Marmara Denizi'ndeki müsilajın en önemli nedenlerinden olan atık sularla ilgili 2006'da çıkartılan Kentsel Atık Su Yönetmeliği bugüne kadar uygulanmadı. Tam 15 yıl önce bir problemin farkına varılmış. Bir yönetmelik hazırlanmış ama uygulanmamış. Buna gaflet de diyemiyoruz çünkü farkına varmışlar. Tek bir adım bile atmamışlar.
"ZİRAAT BANKASI KİMLERE KIYAK ÇEKMİŞ ORTAYA ÇIKTI"
Bir müsilaj problemini çözemeyenlerin Türkiye'de siyasete yansımış problemleri çözmesi imkansız. Sorulara cevap vermek bile onlara zor geliyor. Ülkemizde son yıllarda medyanın ne hale geldiğini hepimiz görmekteyiz. Ortaya atılan iddialar bu düzenin nasıl tesis edildiğini gözler önüne serdi. Meğer vatandaştan, KYK borçlusu gençlerden alacağını söke söke alan devlet kimlere göz yummuş artık ortaya çıktı. Ziraat Bankası kimlere kıyak çekmiş ortaya çıktı. Her yerimiz dert küpü. Denize bakıyoruz dert var, karaya bakıyoruz dert var. Ekonomiye bakıyoruz, almış başını gidiyor zaten.
"FAKİRDEN ALINIYOR, ZENGİNE VERİLİYOR"
Ziraat Bankası'nın kuruluş amacı ne? Türkiye'de tarım ve hayvancılığı desteklemek amacıyla mı kuruldu yoksa geri planda başka bir amacı mı vardı? Şu anda denklem tersinden işliyor. Fakirden alınıyor zengine veriliyor. İşçiden alınıyor patrona veriliyor. Hiçbir zaman sermaye düşmanlığını yapmadık yapmayız.
"13 SENE ÖNCE ALINAN KREDİ BORCU ÖDENDİ Mİ?
Parası olmayan bir insan bir medya kuruluşunu neden almaya kalksın? Bu paranın ödenip ödenmediğini bilmiyoruz. 2008'de bir medya kuruluşunun satışında buna benzer bir olay yaşanmıştı. 13 sene evvel Vakıfbank'tan alınan krediyle satın alınan bu kuruluşun borcu ödendi mi ödenmedi mi?
"ÜLKEMİZ DEVLETİ SARAN MÜSİLAJDAN BİR AN EVVEL ARINDIRILMALI"
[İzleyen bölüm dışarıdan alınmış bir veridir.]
PR #3920, opened 2024-08-08
[spark][core] spark compact with deletion vector

YannByron:
### Purpose

to support the compaction on append table with Deletion Vector, then once we do some updates/deletes in the Deletion Vector mode and write out some deletion vector index files, we can merge them to the normal data files by compaction.


paimon-core/src/main/java/org/apache/paimon/operation/AppendOnlyFileStoreWrite.java
```diff
@@ -137,6 +168,7 @@ protected RecordWriter<InternalRow> createWriter(
                         : new AppendOnlyCompactManager(
                                 compactExecutor,
                                 restoredFiles,
+                                dvIndexFileMaintainer,
```
JingsongLi, line 171: Only when skipCompaction is false, we can create `DeletionVectorIndexFileMaintainer`. And bucketMode must not be `BucketMode.BUCKET_UNAWARE`.

YannByron: I think so, but I can't confirm this bucket mode is not `BucketMode.BUCKET_UNAWARE`, so I still use the `bucketMode != BucketMode.BUCKET_UNAWARE` instead of `true`.

paimon-core/src/main/java/org/apache/paimon/operation/AppendOnlyFileStoreWrite.java
```diff
@@ -170,69 +197,109 @@ protected RecordWriter<InternalRow> createWriter(
...
-                            options.asyncFileWrite());
-            try {
-                rewriter.write(bucketReader(partition, bucket).read(toCompact));
-            } catch (Exception e) {
-                collectedExceptions = e;
-            } finally {
+
+            @Override
+            public List<DataFileMeta> rewrite(
+                    List<DataFileMeta> toCompact, List<DeletionFile> deletionFiles)
```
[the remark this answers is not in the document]
JingsongLi: Refactor for this: https://github.com/apache/paimon/pull/3963

PR #3923, opened 2024-08-08
[flink] Add test case lookup join update after predicate filter

discivigour:
### Purpose

Support lookup join update after predicate filter.

### Tests

- LookupJoinITCase


JingsongLi:
@discivigour Can you rebase master?

JingsongLi:
+1

PR #3924, opened 2024-08-08
[core] Fix FieldCountAgg should return the same data type as fieldType.

LinMingQiang:
### Purpose
```
CREATE  TABLE testAggregation ( 
id STRING  
,name STRING 
,dt STRING 
,PRIMARY KEY(id, dt) NOT ENFORCED 
,agg_count bigint 
) PARTITIONED BY (dt) WITH ( 
'bucket' = '1' 
,'auto-create' = 'false' 
,'fields.agg_count.aggregate-function' = 'count' 
,'connector' = 'paimon' 
,'merge-engine' = 'aggregation' 
);

insert datas to trigger compaction.
```
throw ClassCastException ：

image

FieldType is Bigint type, but return Integer type.

image

Eventually, an error occurs when executing method `getLong` :

image


JingsongLi (approved):
+1

PR #3927, opened 2024-08-09
[spark] Report output metric when writing

Zouxxyy:
### Purpose

Report output metric when writing

image

image


JingsongLi (approved):
+1

PR #3928, opened 2024-08-09
[spark] Support auto disable bucketed scan

ulysses-you:
### Purpose

This pr adds a new rule `DisableUnnecessaryPaimonBucketedScan` to support auto disable bucketed scan if the bucket scan is not actually effective i.e., there is no shuffle exchange been removed. This change is to avoid performance regression since the bucketed scan may have smaller parallelism than normal scan.

For example: a table with bucket key x but user join/group-by/partition-by on column y.

Note, this rule is inspired from Spark `DisableUnnecessaryBucketedScan` but work for v2 scan. 

### Tests

Add test.

### API and Format

no

### DIFF
--- a/paimon-spark/paimon-spark-common/src/main/scala/org/apache/paimon/spark/PaimonScan.scala
+++ b/paimon-spark/paimon-spark-common/src/main/scala/org/apache/paimon/spark/PaimonScan.scala
@@ -37,13 +37,13 @@ case class PaimonScan(
     filters: Seq[Predicate],
     reservedFilters: Seq[Filter],
     pushDownLimit: Option[Int],
-    disableBucketedScan: Boolean = false)
+    bucketedScanDisabled: Boolean = false)
   extends PaimonBaseScan(table, requiredSchema, filters, reservedFilters, pushDownLimit)
   with SupportsRuntimeFiltering
   with SupportsReportPartitioning {
 
-  def withDisabledBucketedScan(): PaimonScan = {
-    copy(disableBucketedScan = true)
+  def disableBucketedScan(): PaimonScan = {
+    copy(bucketedScanDisabled = true)
   }
 
   @transient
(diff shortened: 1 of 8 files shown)


JingsongLi:
It seems spark test failed.

ulysses-you:
@JingsongLi thank you for the reminder, it took me a while to find the root cause...

ulysses-you:
@JingsongLi @YannByron  do you have to take a look ? thank you

paimon-spark/paimon-spark-common/src/main/scala/org/apache/paimon/spark/PaimonScan.scala
```diff
@@ -36,35 +36,53 @@ case class PaimonScan(
...
     reservedFilters: Seq[Filter],
-    pushDownLimit: Option[Int])
+    pushDownLimit: Option[Int],
+    disableBucketedScan: Boolean = false)
   extends PaimonBaseScan(table, requiredSchema, filters, reservedFilters, pushDownLimit)
   with SupportsRuntimeFiltering
   with SupportsReportPartitioning {
 
-  override def outputPartitioning(): Partitioning = {
+  def withDisabledBucketedScan(): PaimonScan = {
```
JingsongLi, line 45: disableBucketedScan

JingsongLi (commented):
Looks good to me! @ulysses-you 

Just left one minor comment.

paimon-spark/paimon-spark-common/src/main/scala/org/apache/paimon/spark/PaimonScan.scala
ulysses-you: good naming! but it seems conflict with line40..

JingsongLi: bucketedScanDisabled and disableBucketedScan?

ulysses-you: +1, addressed

JingsongLi:
+1 Thanks @ulysses-you for the contribution. Merging...

PR #3929, opened 2024-08-09
[core] support deletion vector with input ChangelogProducer

wwj6591812:
1、Now input ChangelogProducer and DeletionVector are decoupled, so change the validate of DeletionVectors.
2、Format some code.

### Purpose

Linked issue: close #xxx


paimon-core/src/main/java/org/apache/paimon/table/source/snapshot/DeltaFollowUpScanner.java
```diff
@@ -33,6 +33,7 @@ public class DeltaFollowUpScanner implements FollowUpScanner {
     @Override
     public boolean shouldScanSnapshot(Snapshot snapshot) {
         if (snapshot.commitKind() == Snapshot.CommitKind.APPEND) {
+            System.out.println("here! : " + snapshot.id());
```
JingsongLi, line 36: remove this

JingsongLi:
+1

PR #3930, opened 2024-08-09
[core] support user define delimiter with list agg

wwj6591812:
1、In my company, user want set field delimiter when use list agg.
2、Eliminate todo left over from two years ago.

### Purpose

Linked issue: close #xxx


JingsongLi (approved):
+1

PR #4083, opened 2024-08-28
[flink] Do not chain for AppendBypassCompactWorkerOperator

JingsongLi:
### Purpose

It should be a separate node, and no chain is good to rescale parallelism.


leaves12138 (approved):
+1

PR #4084, opened 2024-08-28
[spark] support to merge into in the case that primarykey's column data types are different

YannByron:
### Purpose

Linked issue: close #xxx


YannByron:
@Zouxxyy please take a look.

YannByron:
Maybe it should not be supported in this case.

PR #4085, opened 2024-08-28
[spark] Spark package should exclude zstd-jni

ulysses-you:
### Purpose

Different Spark branch uses different zstd-jni version, so it's better to use Spark's zstd-jni to avoid conflict. The reason why Paimon includes zstd-jni is: Flink uses airlift to support zstd so Flink distribution does not include zstd-jni.

### Tests

manually test, after this pr did not include `com/github/luben/zstd`
image

### API and Format

no


JingsongLi (approved):
+1

PR #4090, opened 2024-08-29
[core] Add field statistics in IcebergDataFileMeta

tsreaper:
### Purpose

This PR adds field statistics in `IcebergDataFileMeta`, so Iceberg can filter files when reading our metadata. We can also use statistics to test if the result of `IcebergConversions` can be correctly recognized by Iceberg.

### Tests

Unit tests.

### API and Format

No format changes.

### Documentation

Document will be added later.


JingsongLi (approved):
+1

PR #4097, opened 2024-08-29
[core] Optimize memory of compact coordinator

JingsongLi:
### Purpose

If it collect all files into memory, it is very easy to OOM. We can filter the files by file size (less than compaction file size).

### Tests

`AppendOnlyTableCompactionTest.testScanSkipBigFiles`.


leaves12138 (approved):
+1

PR #4098, opened 2024-08-29
[flink] fix the source data fetcher thread leak

### LINKED ISSUE #4092: [Bug] The Source Data Fetcher thread may not exit during job failover
### Search before asking

### Paimon version

0.9

### Compute Engine

Flink

### Minimal reproduce step

image

If the task block at poll method, it will hung forever. Besides, this lead to the FileSourceSplitReader can not be close which will bring the memory leak

image

We should wakeup from the `poll` method during the shutdown

### Anything else?

_No response_

Aitozi:
### Purpose

Linked issue: close #4092

### DIFF
--- a/paimon-flink/paimon-flink-common/src/main/java/org/apache/paimon/flink/source/FileStoreSourceSplitReader.java
+++ b/paimon-flink/paimon-flink-common/src/main/java/org/apache/paimon/flink/source/FileStoreSourceSplitReader.java
@@ -26,6 +26,7 @@ import org.apache.paimon.reader.RecordReader.RecordIterator;
 import org.apache.paimon.table.source.DataSplit;
 import org.apache.paimon.table.source.Split;
 import org.apache.paimon.table.source.TableRead;
+import org.apache.paimon.utils.Pool;
 
 import org.apache.flink.connector.base.source.reader.RecordsWithSplitIds;
 import org.apache.flink.connector.base.source.reader.splitreader.SplitReader;
@@ -33,13 +34,15 @@ import org.apache.flink.connector.base.source.reader.splitreader.SplitsAddition;
 import org.apache.flink.connector.base.source.reader.splitreader.SplitsChange;
 import org.apache.flink.connector.file.src.reader.BulkFormat;
 import org.apache.flink.connector.file.src.util.MutableRecordAndPosition;
-import org.apache.flink.connector.file.src.util.Pool;
 import org.apache.flink.connector.file.src.util.RecordAndPosition;
 import org.apache.flink.table.data.RowData;
+import org.slf4j.Logger;
+import org.slf4j.LoggerFactory;
 
 import javax.annotation.Nullable;
 
 import java.io.IOException;
+import java.time.Duration;
 import java.util.Collection;
 import java.util.Collections;
 import java.util.LinkedList;
@@ -50,6 +53,8 @@ import java.util.Set;
 /** The {@link SplitReader} implementation for the file store source. */
 public class FileStoreSourceSplitReader
         implements SplitReader<BulkFormat.RecordIterator<RowData>, FileStoreSourceSplit> {
+
+    private static final Logger LOG = LoggerFactory.getLogger(FileStoreSourceSplitReader.class);
 
     private final TableRead tableRead;
 
@@ -65,6 +70,7 @@ public class FileStoreSourceSplitReader
     private RecordIterator<InternalRow> currentFirstBatch;
 
     private boolean paused;
+    private volatile boolean wakeup;
     private final FileStoreSourceReaderMetrics metrics;
 
     public FileStoreSourceSplitReader(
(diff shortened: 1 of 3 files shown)


Aitozi:
CC @JingsongLi

JingsongLi:
Comment in issue.

paimon-flink/paimon-flink-common/src/main/java/org/apache/paimon/flink/source/FileStoreSourceSplitReader.java
```diff
@@ -86,11 +92,21 @@ public RecordsWithSplitIds<BulkFormat.RecordIterator<RowData>> fetch() throws IO
...
+
         checkSplitOrStartNext();
 
         // pool first, pool size is 1, the underlying implementation does not allow multiple batches
         // to be read at the same time
         FileStoreRecordIterator iterator = pool();
+        if (iterator == null) {
+            LOG.info("Skip waiting for object pool due to wakeup: {}", wakeup);
+            wakeup = false;
+            return new RecordsWithPausedSplit<>();
```
JingsongLi, line 108: Rename it to `EmptyRecordsWithSplitIds`?

paimon-flink/paimon-flink-common/src/main/java/org/apache/paimon/flink/source/FileStoreSourceSplitReader.java
```diff
@@ -86,11 +92,21 @@ public RecordsWithSplitIds<BulkFormat.RecordIterator<RowData>> fetch() throws IO
             return new RecordsWithPausedSplit<>();
         }
 
+        if (wakeup) {
```
JingsongLi, line 95: Do we need to wakeup here?

paimon-flink/paimon-flink-common/src/main/java/org/apache/paimon/flink/source/FileStoreSourceSplitReader.java
```diff
@@ -114,12 +130,16 @@ private boolean reachLimit() {
...
 
     private FileStoreRecordIterator pool() throws IOException {
-        try {
-            return this.pool.pollEntry();
-        } catch (InterruptedException e) {
-            Thread.currentThread().interrupt();
-            throw new IOException("Interrupted");
+        FileStoreRecordIterator iterator = null;
+        while (iterator == null && !wakeup) {
+            try {
```
JingsongLi, line 135: if (wakeup) {
   wakeup = false;
}

paimon-flink/paimon-flink-common/src/main/java/org/apache/paimon/flink/source/FileStoreSourceSplitReader.java
```diff
@@ -65,6 +70,7 @@ public class FileStoreSourceSplitReader
     private RecordIterator<InternalRow> currentFirstBatch;
 
     private boolean paused;
+    private volatile boolean wakeup;
```
JingsongLi, line 73: An `AtomicBoolean` is better.

JingsongLi (changes requested):

paimon-flink/paimon-flink-common/src/main/java/org/apache/paimon/flink/source/FileStoreSourceSplitReader.java
Aitozi: done

paimon-flink/paimon-flink-common/src/main/java/org/apache/paimon/flink/source/FileStoreSourceSplitReader.java
Aitozi: I think we need, and it's meant to reset the wakeup flag. If not, we should reset the `wakeup` at the end of this method. And short-cut at the beginning looks better. WDYT?

JingsongLi: Maybe this should be in `pool`.

JingsongLi: And you can change method name to `poll`....

Aitozi: I mean not only `poll` should wakeup. I think the wakeup should work on the next `fetch` call not on the next `poll`. So after the `fetch` the wakeup should reset to normal.

paimon-flink/paimon-flink-common/src/main/java/org/apache/paimon/flink/source/FileStoreSourceSplitReader.java
Aitozi: done

JingsongLi:
+1

PR #4099, opened 2024-08-29
[core] skip clean tag manifest file if exception

wwj6591812:
### Purpose

Now when clean tag file, skip datafile if exception happen.
Also skip clean manifest if exception happen.

Linked issue: close #xxx

### DIFF
--- a/paimon-core/src/main/java/org/apache/paimon/utils/TagManager.java
+++ b/paimon-core/src/main/java/org/apache/paimon/utils/TagManager.java
@@ -41,6 +41,7 @@ import java.util.ArrayList;
 import java.util.Collection;
 import java.util.Comparator;
 import java.util.List;
+import java.util.Set;
 import java.util.SortedMap;
 import java.util.TreeMap;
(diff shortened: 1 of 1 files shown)


paimon-core/src/main/java/org/apache/paimon/utils/TagManager.java
```diff
@@ -235,8 +237,21 @@ private void doClean(
         }
 
         // delete manifests
-        tagDeletion.cleanUnusedManifests(
-                taggedSnapshot, tagDeletion.manifestSkippingSet(skippedSnapshots));
+        success = true;
+        Set<String> manifestSkippingSet = new HashSet<>();
```
LinMingQiang, line 241: Variable 'manifestSkippingSet' should been initialized to null.

wwj6591812: ok，done

LinMingQiang:
+1

JingsongLi (approved):
+1

PR #4103, opened 2024-08-30
[core] Introduce spill-compression.zstd-level to control zstd level

JingsongLi:
### Purpose

Now the zstd level of spill compression must be 1, it is good to expose an option to control the zstd level.


yuzelin (approved):
+1

PR #4106, opened 2024-08-30
[flink] Check that cannot set non-existed fallback branch

yuzelin:
### Purpose

If set non-existed fallback branch, user cannot access the table.


JingsongLi (approved):
+1

PR #4108, opened 2024-08-31
[doc] Factor out most recent Flink version to docs config, and bump it

kaygorodov:
Documentation 

### Purpose

The doc page about programmatic Flink API doesn't refer to the latest paimon-flink-_flink_version_ package. This PR factors out the version and bumps it to 1.20.0

### Tests

built the site and tested the page locally

### API and Format

NA

### Documentation

NA

### DIFF
--- a/docs/config.toml
+++ b/docs/config.toml
@@ -43,6 +43,9 @@ pygmentsUseClasses = true
   # The branch for this version of Apache Paimon
   Branch = "master"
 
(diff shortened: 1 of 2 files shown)


kaygorodov:
The affected page with changes when serving hugo locally:

Screenshot 2024-08-31 at 9 50 53 PM

JingsongLi:
+1

PR #4110, opened 2024-09-02
[flink] refactor the code of the lookup and support computing the changelog generated by compact during read time.

### LINKED ISSUE #3868: [Feature] When the MergeEngine of the dimension table is aggregation / partial-update, there is no need to forcibly enable changelog-producer.

liming30:
### Purpose

Linked issue: close #3868 

[flink] refactor the code of the lookup and support computing the changelog generated by compact during read time.

This is used when changelog producer is none, but CoreOptions#needLookup is true and the table is used as a dim table.

### Tests

- org.apache.paimon.flink.lookup.LookupTableTest#testFullCacheLookupTableWithForceLookup
- org.apache.paimon.flink.lookup.LookupTableTest#testPartialLookupTableWithForceLookup

### API and Format

No

### DIFF
--- a/paimon-core/src/main/java/org/apache/paimon/table/source/DataTableStreamScan.java
+++ b/paimon-core/src/main/java/org/apache/paimon/table/source/DataTableStreamScan.java
@@ -219,7 +219,7 @@ public class DataTableStreamScan extends AbstractDataTableScan implements Stream
         return false;
     }
 
-    private FollowUpScanner createFollowUpScanner() {
+    protected FollowUpScanner createFollowUpScanner() {
         CoreOptions.StreamScanMode type =
                 options.toConfiguration().get(CoreOptions.STREAM_SCAN_MODE);
         switch (type) {
@@ -249,7 +249,7 @@ public class DataTableStreamScan extends AbstractDataTableScan implements Stream
         return followUpScanner;
     }
 
-    private BoundedChecker createBoundedChecker() {
+    protected BoundedChecker createBoundedChecker() {
         Long boundedWatermark = options.scanBoundedWatermark();
         return boundedWatermark != null
                 ? BoundedChecker.watermark(boundedWatermark)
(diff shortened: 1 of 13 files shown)


JingsongLi:
I commented on the issue, and I want you to really think about whether this change adds real value to the business. Is it just to save on generating the changelog? Is that really the main cost involved?

JingsongLi:
Currently, your scenario involves using a partial-update table for dimension tables:
1. 90% of the scenarios are based on primary key lookup joins. The current implementation requires a lookup, which is why you introduced force-lookup.
2. 10% of the scenarios are based on non-primary key lookup joins. The current implementation requires changelog, but you don't want every dimension table to generate changelog, so this PR aims to address that.

I got it, and I am OK with this.

JingsongLi:
Could you consider extracting the implementation from Core? This functionality is only intended for Flink Lookup Join.

liming30:
@JingsongLi hi, please help review it when you have time.

JingsongLi (approved):
+1

PR #4112, opened 2024-09-02
[core] optimize snapshot system table when specifying snapshot_id

xuzifu666:
### Purpose

Linked issue: close #xxx
Currently select * from T$snapshots where snapshot_id=xxx would scan all snapshot file(call snapshotManager##snapshotsWithinRange which not push down), which would cost more IO when snapshot number is large. so add filter predicate to optizime it maybe necessary.

after the pr select * from T$snapshots where snapshot_id=xxx would scan snapshot file only once.
image


JingsongLi (changes requested):
Can you take a look to `SnapshotsRead.withFilter`? Is there any problem?

xuzifu666:
Pushdown is OK in SnapshotReader, so close the pr.

PR #4487, opened 2024-11-09
[core] Introduce drop-deleted-record-count compaction metric.

zhuyaogai:
### Purpose

Linked issue: close #xxx

Introduce a metric that records the number of  records(`DELETE(-D)`) that have been dropped by compaction.

### Tests

No

### API and Format

No

### Documentation

No


zhuyaogai:
Updated @wwj6591812

JingsongLi:
Can you explain the real usage in production env? I cannot get why from `Introduce a metric that records the number of records(DELETE(-D)) that have been dropped by compaction.`.

JingsongLi:
Feel free to re-open this if you think it is true requirement.

PR #4489, opened 2024-11-11
[core][spark] Support renaming nested columns in Spark

tsreaper:
### Purpose

Currently Paimon only supports renaming not nested columns. This PR supports renaming nested columns in Paimon, and also add support to Spark.

### Tests

Unit tests and IT cases.

### API and Format

No format changes.

### Documentation

Document will be added in a dedicated PR.


JingsongLi (approved):
+1

PR #4492, opened 2024-11-11
[core][flink] Introduce HashMapLocalMerger to 'local-merge-buffer-size'

JingsongLi:
### Purpose

We previously introduced the Local sorting method for merging, which can reduce a large amount of data when there is a lot of repetition.

However, the cost of sorting is very high. We can refer to Flink's Local Aggregation and introduce Hash, which can greatly improve the performance of Local Merge. (3 times+)


leaves12138 (approved):
+1

PR #4498, opened 2024-11-11
[hive] Make HiveCatalog.listTables Lighter weight

JingsongLi:
### Purpose

Try to avoid create Paimon table in HiveCatalog.listTables, this can accelerate list tables and avoid potential problems (just show tables here, we don't need to access tables).


wwj6591812:
+1

PR #4499, opened 2024-11-12
[flink] Support updating row type to another row type in Flink

tsreaper:
### Purpose

Unlike Spark, Flink does not support directly updating a nested column. So we support updating a whole row type to another row type in Flink to implement this feature.

### Tests

Unit tests and IT cases.

### API and Format

No format changes.

### Documentation

Document will be added later.

### DIFF
--- a/paimon-core/src/main/java/org/apache/paimon/schema/SchemaManager.java
+++ b/paimon-core/src/main/java/org/apache/paimon/schema/SchemaManager.java
@@ -40,6 +40,7 @@ import org.apache.paimon.table.FileStoreTableFactory;
 import org.apache.paimon.types.DataField;
 import org.apache.paimon.types.DataType;
 import org.apache.paimon.types.DataTypeCasts;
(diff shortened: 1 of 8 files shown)


paimon-core/src/main/java/org/apache/paimon/schema/SchemaManager.java
```diff
@@ -596,6 +590,58 @@ private static void assertNotUpdatingPrimaryKeys(
...
+            boolean keepNullability,
+            AtomicInteger highestFieldId,
+            String fullFieldName) {
+        if (keepNullability) {
+            targetType = targetType.copy(field.type().isNullable());
+        }
+
+        DataType oldType = field.type();
+        if (oldType.getTypeRoot() == DataTypeRoot.ROW) {
+            checkState(
```
JingsongLi, line 605: This logical is for Flink, we should move these logical to `FlinkCatalog`.

JingsongLi (approved):
+1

Buradan açık çağrıda bulunuyorum; adaletten emniyete, iş dünyasından siyaset kurumuna ve devletin tüm kılcal damarlarına varıncaya dek ortalığı saran bu müsilajdan ülkemiz bir an evvel arındırılmalıdır.
"İSLAMOFOBİ SON 5 YILDA YÜZDE 200 ARTTI"
Son zamanlarda İslamofobi bütün dünyada aldı başını gidiyor. Özellikle de geçenlerde Kanada'nın Ontorio eyaletinde meydana gelen saldırıyı kınıyorum. Bir insan düşünün kaldırımda yürüyen bir ailenin üstüne alçakça arabasını sürüyor ve bu dünyayı ayağa kaldırmıyor. Özellikle Kanada Başbakanı bu konuda hassas davranan bir insan ama orada bile eğer bir insan sokakta yürüyen bir ailenin üstüne arabasını sürüyorsa hayvandan daha aşağı mertebededir. Bu olay Kanada hükümeti tarafından nefret suçu olarak kayıtlara geçirildi.
Son yıllarda İslam karşıtlığı artmış. Son 5 yılda bu artışın yüzde 200 olduğu ifade ediliyor. Durum gerçekten bu kadar vahimdir. Bütün dünya bu konuda ayağa kalkmalı.
"ERDOĞAN BOP'UN KARŞISINDA OLDUĞU İFADE ETMELİ"
14 Haziran'da NATO Zirvesi yapılacak. Erdoğan ve Biden, Brüksel'de bir araya gelecekler. Ama şunu unutmayalım. Avrupa'nın da ABD'nin de gündeminde Büyük Ortadoğu Projesi var. Asıl adı Büyük İsrail Projesi'dir. Bu proje içinde Türkiye de var. Erdoğan'ın bu proje karşısında olduğunu ifade etmesi gerek. Bu bizi tehdit eden bir proje. Biden'ın İsrail Başbakanı'na hitaben 'Ben Yahudi değilim ama siyonistim' demesi bu fecaatin en önemli göstergesidir.
Cumhurbaşkanının, bizim sınırlarımızı da tehdit eden BOP’un eş başkanlığından çıktığını ve artık bu projenin karşısında olduğunu ifade etmesi gerekir. 19 yıllık iktidarları boyunca İslam Birliğini de D-8’i de gündemlerini almadılar. Bunlara sahip çıkmalı ve bölgemizdeki tehditleri ciddiye almaya mecburuz."